• PROBLEM TO WORK ON:
Take each line of the entries below that contains "opened" and copy it.
[TASK DATA]
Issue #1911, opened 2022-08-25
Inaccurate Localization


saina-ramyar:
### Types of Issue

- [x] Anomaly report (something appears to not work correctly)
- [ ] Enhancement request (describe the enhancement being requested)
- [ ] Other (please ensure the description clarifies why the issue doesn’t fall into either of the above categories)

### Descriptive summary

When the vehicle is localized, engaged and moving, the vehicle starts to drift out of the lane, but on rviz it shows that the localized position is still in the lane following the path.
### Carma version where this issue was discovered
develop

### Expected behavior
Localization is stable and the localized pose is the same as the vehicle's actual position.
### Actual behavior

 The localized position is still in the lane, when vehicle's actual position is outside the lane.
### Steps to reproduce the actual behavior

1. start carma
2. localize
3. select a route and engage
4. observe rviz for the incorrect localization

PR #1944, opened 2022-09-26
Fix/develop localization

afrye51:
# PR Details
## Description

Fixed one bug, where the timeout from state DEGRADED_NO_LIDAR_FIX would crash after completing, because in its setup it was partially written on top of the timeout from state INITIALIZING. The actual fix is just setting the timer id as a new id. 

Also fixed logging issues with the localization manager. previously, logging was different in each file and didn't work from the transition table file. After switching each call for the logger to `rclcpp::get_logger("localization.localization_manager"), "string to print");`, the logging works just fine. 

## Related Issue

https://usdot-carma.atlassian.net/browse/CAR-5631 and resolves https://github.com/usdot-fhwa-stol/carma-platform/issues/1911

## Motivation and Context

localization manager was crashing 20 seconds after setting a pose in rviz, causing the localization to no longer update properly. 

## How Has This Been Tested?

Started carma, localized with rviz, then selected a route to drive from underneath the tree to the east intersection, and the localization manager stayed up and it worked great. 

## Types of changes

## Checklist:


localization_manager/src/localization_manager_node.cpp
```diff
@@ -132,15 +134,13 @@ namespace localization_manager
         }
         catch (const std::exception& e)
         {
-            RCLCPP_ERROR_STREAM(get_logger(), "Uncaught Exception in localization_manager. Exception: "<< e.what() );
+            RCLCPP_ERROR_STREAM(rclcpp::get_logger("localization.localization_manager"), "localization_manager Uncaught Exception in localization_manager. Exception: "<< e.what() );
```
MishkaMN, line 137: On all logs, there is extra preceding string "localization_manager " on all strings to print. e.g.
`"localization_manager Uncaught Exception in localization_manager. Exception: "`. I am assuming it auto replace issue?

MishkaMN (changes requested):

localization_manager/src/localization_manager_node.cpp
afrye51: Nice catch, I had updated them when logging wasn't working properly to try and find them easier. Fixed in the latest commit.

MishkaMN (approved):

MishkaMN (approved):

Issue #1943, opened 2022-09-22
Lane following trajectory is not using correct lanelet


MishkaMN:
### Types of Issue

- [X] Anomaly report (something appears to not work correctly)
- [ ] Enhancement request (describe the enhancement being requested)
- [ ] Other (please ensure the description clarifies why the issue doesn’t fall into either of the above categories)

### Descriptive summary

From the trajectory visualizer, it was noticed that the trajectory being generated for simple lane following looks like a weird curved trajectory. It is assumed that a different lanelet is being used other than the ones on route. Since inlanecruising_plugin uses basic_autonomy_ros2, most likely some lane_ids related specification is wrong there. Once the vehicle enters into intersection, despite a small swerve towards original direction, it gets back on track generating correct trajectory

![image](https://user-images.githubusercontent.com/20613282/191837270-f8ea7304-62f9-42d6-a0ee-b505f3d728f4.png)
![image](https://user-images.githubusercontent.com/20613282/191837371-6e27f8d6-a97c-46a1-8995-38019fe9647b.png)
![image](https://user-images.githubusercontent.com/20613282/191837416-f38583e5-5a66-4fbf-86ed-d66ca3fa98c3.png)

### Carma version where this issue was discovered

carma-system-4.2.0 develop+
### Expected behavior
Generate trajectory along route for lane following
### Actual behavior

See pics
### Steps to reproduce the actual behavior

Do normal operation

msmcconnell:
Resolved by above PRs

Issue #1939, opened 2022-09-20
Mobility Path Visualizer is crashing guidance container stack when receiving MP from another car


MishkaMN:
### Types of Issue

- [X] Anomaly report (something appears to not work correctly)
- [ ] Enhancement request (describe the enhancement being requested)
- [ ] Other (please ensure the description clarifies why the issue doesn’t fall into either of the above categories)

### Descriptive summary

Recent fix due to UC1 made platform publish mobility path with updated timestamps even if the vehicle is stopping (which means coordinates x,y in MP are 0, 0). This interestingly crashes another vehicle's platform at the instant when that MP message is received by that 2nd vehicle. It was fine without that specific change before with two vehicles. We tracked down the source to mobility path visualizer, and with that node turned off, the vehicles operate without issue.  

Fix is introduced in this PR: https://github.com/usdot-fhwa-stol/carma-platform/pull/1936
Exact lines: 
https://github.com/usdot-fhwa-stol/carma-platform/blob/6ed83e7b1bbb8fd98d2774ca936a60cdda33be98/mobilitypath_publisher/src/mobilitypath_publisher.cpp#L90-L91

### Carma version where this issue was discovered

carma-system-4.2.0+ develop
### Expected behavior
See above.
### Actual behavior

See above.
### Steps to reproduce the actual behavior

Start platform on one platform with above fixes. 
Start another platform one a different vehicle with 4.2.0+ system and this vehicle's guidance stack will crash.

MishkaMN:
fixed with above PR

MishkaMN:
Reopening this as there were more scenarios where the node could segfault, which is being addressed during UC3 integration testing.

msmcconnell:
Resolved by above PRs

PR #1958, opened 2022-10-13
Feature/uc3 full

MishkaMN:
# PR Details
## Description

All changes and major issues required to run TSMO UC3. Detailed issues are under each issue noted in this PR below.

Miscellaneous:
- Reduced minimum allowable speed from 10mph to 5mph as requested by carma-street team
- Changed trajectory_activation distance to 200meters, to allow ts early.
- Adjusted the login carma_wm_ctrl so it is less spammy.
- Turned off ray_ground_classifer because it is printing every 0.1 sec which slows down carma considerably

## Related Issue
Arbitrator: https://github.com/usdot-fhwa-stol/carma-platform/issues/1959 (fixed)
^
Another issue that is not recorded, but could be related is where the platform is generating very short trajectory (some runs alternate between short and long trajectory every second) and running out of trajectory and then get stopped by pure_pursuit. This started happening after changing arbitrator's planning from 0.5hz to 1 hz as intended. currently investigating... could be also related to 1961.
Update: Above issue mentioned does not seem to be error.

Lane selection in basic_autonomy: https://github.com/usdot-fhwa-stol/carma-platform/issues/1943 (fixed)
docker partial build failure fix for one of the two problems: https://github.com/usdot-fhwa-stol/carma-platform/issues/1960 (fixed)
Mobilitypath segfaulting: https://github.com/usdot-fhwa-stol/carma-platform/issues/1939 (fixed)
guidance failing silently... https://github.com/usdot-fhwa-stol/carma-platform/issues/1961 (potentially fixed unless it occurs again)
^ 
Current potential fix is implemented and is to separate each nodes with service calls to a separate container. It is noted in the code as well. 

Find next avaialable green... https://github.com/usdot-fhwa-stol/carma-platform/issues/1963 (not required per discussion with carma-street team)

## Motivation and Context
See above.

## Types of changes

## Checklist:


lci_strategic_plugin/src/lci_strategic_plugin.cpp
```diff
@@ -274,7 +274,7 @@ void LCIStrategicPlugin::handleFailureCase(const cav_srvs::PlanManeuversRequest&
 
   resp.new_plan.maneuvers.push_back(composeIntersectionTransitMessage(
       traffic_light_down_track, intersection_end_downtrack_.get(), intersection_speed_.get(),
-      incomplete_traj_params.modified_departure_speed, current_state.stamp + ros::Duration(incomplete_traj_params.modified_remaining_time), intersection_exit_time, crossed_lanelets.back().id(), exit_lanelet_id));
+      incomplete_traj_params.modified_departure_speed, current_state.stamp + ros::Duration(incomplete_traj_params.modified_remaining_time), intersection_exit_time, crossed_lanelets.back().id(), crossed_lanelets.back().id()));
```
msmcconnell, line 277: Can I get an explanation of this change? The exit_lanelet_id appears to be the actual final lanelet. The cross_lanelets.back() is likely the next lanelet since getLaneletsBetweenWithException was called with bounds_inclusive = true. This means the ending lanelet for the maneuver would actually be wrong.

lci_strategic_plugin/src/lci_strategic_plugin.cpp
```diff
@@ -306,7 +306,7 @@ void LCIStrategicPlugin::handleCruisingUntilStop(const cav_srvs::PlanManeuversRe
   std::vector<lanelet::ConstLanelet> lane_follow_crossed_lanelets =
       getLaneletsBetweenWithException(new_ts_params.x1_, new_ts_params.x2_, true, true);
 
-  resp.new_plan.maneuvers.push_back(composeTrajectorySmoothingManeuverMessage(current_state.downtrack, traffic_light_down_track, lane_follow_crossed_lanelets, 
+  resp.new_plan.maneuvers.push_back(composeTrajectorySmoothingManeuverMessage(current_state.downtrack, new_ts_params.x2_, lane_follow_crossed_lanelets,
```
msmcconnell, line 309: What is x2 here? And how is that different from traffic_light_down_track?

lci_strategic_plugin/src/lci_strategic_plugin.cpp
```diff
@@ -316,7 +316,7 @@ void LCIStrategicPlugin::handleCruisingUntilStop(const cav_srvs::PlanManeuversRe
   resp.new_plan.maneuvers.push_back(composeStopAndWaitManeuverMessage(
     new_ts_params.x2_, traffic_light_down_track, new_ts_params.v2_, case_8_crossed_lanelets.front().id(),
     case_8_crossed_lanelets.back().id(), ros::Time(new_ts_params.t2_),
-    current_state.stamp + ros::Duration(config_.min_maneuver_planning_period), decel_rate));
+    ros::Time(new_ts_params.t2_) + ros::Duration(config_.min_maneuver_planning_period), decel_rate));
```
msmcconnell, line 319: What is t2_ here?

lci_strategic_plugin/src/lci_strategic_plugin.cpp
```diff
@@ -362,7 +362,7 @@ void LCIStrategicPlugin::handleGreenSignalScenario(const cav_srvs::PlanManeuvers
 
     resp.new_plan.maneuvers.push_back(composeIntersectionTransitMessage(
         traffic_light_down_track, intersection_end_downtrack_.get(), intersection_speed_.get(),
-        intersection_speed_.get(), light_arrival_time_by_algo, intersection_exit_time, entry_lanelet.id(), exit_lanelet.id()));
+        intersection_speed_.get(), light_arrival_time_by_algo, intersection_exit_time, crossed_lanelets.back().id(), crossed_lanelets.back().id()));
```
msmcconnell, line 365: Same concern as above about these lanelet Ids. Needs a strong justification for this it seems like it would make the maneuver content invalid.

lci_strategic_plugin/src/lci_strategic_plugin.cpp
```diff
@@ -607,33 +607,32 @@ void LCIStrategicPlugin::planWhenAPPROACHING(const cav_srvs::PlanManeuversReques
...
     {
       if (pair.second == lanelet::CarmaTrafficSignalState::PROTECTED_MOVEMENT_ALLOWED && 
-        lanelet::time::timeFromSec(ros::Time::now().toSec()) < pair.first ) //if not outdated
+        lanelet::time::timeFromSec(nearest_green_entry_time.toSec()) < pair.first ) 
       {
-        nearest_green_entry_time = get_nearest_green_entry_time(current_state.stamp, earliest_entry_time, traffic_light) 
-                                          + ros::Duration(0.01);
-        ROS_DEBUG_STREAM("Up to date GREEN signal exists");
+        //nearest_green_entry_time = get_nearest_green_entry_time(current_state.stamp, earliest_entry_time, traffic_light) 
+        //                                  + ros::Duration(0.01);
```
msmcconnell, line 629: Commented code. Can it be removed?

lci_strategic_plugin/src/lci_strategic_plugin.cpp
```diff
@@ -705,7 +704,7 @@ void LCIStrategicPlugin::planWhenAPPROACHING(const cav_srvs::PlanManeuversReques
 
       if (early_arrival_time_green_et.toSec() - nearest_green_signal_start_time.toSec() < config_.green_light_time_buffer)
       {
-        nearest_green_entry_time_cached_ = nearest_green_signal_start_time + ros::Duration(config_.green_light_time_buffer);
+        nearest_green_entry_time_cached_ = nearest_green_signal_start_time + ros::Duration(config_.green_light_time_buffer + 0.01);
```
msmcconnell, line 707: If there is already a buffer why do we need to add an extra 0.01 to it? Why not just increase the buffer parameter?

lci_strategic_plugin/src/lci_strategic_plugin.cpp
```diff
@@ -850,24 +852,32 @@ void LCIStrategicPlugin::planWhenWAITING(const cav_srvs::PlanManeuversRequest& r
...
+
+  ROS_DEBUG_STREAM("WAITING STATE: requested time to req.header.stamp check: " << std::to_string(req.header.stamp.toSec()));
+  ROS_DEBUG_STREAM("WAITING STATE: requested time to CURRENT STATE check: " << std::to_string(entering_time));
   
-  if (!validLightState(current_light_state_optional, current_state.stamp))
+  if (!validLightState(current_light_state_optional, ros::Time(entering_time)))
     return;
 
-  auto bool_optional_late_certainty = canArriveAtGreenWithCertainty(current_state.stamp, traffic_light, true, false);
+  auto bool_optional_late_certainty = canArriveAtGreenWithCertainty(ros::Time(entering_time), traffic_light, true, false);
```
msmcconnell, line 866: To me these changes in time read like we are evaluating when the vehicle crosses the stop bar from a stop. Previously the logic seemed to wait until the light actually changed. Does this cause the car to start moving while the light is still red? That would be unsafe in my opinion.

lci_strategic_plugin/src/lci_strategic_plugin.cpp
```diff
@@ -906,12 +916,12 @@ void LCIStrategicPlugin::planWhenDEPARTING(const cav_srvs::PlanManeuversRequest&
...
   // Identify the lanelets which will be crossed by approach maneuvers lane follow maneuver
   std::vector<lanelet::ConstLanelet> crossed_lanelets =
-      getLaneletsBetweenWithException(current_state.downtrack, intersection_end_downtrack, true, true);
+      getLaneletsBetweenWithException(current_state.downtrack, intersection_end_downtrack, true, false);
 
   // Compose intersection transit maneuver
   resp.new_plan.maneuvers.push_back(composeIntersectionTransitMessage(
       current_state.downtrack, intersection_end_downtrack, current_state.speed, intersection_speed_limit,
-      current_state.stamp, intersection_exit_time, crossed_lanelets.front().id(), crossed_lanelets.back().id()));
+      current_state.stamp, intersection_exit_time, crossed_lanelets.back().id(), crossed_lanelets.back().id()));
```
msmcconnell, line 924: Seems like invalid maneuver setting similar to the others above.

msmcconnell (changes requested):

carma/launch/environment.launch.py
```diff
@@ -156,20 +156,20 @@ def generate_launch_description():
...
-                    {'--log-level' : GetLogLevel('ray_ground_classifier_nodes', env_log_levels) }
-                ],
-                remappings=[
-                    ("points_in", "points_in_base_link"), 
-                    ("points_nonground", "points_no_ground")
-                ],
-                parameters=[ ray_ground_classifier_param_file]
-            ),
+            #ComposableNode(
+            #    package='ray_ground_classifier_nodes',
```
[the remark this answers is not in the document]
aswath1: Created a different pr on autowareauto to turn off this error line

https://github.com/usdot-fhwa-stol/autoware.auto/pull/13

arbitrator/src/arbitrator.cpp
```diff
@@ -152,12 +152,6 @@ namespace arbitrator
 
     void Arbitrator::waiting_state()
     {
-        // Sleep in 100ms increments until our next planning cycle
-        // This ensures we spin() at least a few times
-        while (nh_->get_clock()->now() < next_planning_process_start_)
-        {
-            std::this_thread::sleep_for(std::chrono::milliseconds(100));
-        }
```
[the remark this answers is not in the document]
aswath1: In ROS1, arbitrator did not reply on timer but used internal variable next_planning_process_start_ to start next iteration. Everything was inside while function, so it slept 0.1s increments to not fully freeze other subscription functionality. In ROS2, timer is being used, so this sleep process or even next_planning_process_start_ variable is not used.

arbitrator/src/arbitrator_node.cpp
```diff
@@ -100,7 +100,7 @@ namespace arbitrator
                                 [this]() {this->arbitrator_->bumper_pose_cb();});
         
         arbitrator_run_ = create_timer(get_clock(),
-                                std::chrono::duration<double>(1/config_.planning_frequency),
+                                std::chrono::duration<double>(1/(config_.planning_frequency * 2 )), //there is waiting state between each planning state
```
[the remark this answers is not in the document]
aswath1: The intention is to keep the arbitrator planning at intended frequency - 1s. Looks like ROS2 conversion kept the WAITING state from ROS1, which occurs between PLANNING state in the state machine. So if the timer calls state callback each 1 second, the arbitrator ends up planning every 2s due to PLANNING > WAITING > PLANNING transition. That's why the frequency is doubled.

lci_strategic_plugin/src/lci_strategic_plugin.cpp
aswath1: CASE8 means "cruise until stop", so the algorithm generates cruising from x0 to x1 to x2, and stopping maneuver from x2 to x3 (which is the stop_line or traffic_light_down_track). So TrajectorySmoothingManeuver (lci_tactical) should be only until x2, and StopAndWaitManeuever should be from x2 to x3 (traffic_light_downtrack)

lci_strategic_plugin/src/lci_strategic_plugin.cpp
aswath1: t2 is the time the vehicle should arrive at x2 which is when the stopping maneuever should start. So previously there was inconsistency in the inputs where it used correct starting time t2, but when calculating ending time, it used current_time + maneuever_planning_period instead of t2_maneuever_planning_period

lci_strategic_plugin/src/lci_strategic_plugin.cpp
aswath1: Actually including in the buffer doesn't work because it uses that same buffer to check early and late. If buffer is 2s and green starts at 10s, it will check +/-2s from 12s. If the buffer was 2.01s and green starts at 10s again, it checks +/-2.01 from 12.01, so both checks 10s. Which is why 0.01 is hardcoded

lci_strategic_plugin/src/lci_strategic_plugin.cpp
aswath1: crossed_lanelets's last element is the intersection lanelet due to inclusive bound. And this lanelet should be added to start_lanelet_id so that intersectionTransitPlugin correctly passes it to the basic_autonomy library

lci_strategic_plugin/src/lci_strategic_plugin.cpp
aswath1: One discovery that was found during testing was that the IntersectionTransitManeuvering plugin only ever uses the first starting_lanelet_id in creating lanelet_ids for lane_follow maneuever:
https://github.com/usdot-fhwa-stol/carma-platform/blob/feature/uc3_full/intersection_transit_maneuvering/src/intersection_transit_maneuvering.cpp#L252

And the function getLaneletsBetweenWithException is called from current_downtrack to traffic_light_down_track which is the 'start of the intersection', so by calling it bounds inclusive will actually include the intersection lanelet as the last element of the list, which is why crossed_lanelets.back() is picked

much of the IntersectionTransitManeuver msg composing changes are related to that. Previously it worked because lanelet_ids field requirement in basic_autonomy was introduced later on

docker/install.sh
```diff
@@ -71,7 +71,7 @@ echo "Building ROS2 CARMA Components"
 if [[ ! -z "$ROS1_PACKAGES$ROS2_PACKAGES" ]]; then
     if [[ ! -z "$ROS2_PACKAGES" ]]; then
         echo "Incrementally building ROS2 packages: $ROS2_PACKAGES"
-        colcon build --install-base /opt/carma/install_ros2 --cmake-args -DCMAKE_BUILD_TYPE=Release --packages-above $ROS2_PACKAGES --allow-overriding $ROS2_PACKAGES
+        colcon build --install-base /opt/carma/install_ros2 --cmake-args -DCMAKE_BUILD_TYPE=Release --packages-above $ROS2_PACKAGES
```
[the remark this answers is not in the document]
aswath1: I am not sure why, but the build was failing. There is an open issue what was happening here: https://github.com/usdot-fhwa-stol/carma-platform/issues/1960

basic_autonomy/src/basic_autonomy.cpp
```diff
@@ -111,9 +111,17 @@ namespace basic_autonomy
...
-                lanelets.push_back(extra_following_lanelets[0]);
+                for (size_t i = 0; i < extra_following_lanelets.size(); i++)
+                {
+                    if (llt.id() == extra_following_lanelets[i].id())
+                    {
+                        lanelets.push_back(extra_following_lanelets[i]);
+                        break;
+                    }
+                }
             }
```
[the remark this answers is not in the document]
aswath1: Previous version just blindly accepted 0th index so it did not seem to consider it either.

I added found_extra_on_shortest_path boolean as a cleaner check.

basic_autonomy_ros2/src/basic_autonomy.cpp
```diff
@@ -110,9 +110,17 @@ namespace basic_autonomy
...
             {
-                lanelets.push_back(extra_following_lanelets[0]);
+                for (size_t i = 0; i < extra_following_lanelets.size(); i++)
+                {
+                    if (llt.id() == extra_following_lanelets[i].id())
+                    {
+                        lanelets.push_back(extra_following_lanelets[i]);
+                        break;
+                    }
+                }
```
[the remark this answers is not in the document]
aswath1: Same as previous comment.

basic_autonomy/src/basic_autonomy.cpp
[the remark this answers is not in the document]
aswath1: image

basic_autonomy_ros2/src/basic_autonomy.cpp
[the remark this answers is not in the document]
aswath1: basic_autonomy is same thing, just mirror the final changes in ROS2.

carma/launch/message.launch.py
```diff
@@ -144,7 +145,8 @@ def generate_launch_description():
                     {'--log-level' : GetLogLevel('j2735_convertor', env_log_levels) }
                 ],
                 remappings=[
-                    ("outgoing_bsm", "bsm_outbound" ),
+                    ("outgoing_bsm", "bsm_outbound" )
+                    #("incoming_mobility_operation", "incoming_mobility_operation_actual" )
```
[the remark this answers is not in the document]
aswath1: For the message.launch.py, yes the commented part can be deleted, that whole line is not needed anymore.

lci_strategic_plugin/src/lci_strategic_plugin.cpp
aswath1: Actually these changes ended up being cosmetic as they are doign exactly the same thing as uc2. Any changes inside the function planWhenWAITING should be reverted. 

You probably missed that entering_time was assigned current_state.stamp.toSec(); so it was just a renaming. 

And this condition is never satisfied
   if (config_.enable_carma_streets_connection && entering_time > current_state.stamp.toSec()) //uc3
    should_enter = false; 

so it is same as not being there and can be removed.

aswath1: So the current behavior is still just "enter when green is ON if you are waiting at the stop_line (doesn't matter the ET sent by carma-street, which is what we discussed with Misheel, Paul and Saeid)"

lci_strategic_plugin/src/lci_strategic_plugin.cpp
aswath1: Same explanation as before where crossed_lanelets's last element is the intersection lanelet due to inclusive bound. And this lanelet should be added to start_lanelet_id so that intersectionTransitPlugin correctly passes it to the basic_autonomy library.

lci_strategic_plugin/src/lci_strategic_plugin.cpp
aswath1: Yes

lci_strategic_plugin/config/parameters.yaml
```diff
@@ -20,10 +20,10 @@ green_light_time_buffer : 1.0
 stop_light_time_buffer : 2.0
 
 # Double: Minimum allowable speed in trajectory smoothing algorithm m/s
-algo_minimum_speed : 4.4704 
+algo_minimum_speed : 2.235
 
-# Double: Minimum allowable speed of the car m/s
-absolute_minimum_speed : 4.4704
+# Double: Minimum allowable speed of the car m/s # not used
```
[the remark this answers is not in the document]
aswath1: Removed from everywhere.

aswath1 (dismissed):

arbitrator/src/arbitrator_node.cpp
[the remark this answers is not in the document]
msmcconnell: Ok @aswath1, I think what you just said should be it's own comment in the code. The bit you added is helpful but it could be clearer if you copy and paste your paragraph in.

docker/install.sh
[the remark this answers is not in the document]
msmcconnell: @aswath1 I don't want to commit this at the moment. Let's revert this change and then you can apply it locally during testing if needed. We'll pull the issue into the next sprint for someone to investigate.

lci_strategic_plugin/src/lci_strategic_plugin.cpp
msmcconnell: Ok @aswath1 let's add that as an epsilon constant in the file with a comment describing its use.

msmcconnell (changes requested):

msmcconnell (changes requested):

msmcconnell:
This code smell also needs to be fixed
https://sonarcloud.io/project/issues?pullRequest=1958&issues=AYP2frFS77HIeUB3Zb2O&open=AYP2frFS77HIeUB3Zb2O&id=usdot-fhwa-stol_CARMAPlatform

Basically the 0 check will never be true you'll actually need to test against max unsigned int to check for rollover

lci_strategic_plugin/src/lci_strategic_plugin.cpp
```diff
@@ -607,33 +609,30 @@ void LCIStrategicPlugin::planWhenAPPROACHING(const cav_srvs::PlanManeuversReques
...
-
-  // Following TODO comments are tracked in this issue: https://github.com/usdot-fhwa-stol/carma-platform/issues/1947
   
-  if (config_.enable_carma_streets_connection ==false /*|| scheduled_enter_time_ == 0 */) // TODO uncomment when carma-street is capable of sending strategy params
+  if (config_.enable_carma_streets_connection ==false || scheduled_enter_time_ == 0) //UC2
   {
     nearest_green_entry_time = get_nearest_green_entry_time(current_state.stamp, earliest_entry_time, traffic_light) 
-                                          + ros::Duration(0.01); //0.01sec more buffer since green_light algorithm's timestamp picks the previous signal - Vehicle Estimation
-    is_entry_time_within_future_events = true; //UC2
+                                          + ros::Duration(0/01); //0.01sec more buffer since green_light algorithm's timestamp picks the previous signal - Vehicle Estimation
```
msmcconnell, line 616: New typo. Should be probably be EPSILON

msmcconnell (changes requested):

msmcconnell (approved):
[/TASK DATA]
[TASK DATA]
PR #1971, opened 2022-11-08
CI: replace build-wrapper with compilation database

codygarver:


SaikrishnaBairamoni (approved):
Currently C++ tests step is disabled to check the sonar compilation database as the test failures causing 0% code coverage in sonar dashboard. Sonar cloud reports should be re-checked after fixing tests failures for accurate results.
[/TASK DATA]
• ANSWER TO THIS TASK:
Issue #1911, opened 2022-08-25
PR #1944, opened 2022-09-26
Issue #1943, opened 2022-09-22
Issue #1939, opened 2022-09-20
PR #1958, opened 2022-10-13
PR #1971, opened 2022-11-08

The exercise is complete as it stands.